NSString *logString = @"user logged (3 attempts)";
NSString *numberString;
NSScanner *scanner = [NSScanner scannerWithString:logString];
[scanner scanUpToCharactersFromSet:[NSCharacterSet decimalDigitCharacterSet] intoString:nil];
[scanner scanCharactersFromSet:[NSCharacterSet decimalDigitCharacterSet] intoString:&numberString];
NSLog(@"Attempts: %i", [numberString intValue]); // 3
Regex (in Swift 5.7+) is somewhat more concise
if #available(macOS 13.0, iOS 16.0, *) {
let match = "user logged (3 attempts)".firstMatch(of: /([+\\-]?[0-9]+)/)
let numberSubstring = match!.0
let number = Int(numberSubstring)
}
And now SoulverCore:
let number = "user logged (3 attempts)".find(.number)
NSDataDetector is an NSRegularExpression subclass that is able to scan a string for dates, URLs, phone numbers, addresses, and flight details. It's a great class, and supports many different formats. Additionally, it return propers data types from strings, like URL and Date (much like SoulverCore).
Compare:
let input = "Learn more at https://fascinatingcaptian.com today."

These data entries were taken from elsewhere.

PR #5091, opened 2024-07-27
Improving Coulomb collision method for weighted-particles 

JustinRayAngus:
Separating part 2 of PR #5047 into two parts. One that fixes the weighted scattering issue (this PR) and another that improves on the Perez 2012 method for relativistic Coulomb scattering.

Description edited by @RemiLehe:

The current method for doing weighted-particle scattering for Coulomb collisions is from Perez et al 2012 (https://doi.org/10.1063/1.4742167) which follows from Nanbu and Yonemura 1998 (http://dx.doi.org/10.1006/jcph.1998.6049). That method has been shown to result in incorrect relaxation rates for certain problems by Higginson et al 2020 (https://doi.org/10.1016/j.jcp.2020.109450). The present PR fixes this issue using a method similar to that by Higginson 2020 that produces correct relaxation rates with weighted particles. Below are results from Tests T1a-T1d from Higginson 2020 (but with 10X less particles). The physical setup is the same for each of tests T1a-T1d, but they use different particle weighting setups for the different populations. In contrast to results obtained using the development branch, the results obtained using this PR show identical relaxation results for the various particle weight combinations.

Using this PR
T1abcd_binaryOpt_branch

Using the development branch:
T1abcd_develop_branch_new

let detector = try! NSDataDetector(types: NSTextCheckingResult.CheckingType.link.rawValue)
let url = detector.firstMatch(in: input, options: [], range: NSRange(location: 0, length: input.utf16.count))!.url!
let url = "Learn more at https://fascinatingcaptian.com today".find(.url)
NSDataDetector's downsides are that the API is not particularly "Swifty", supported data types are limited, and it's not part of the platform-independent implementation of Foundation (so you can't use it on Linux, Windows, etc)
SoulverCore is a commercially licensable, closed-source Swift framework. The standard licensing terms of SoulverCore do apply for its use in string processing (see SoulverCore Licence).
For personal (non-commercial) projects, you do not need a license. So go ahead and use this great library in your personal projects!
There are also attribution-only licences available for a few commercial use cases.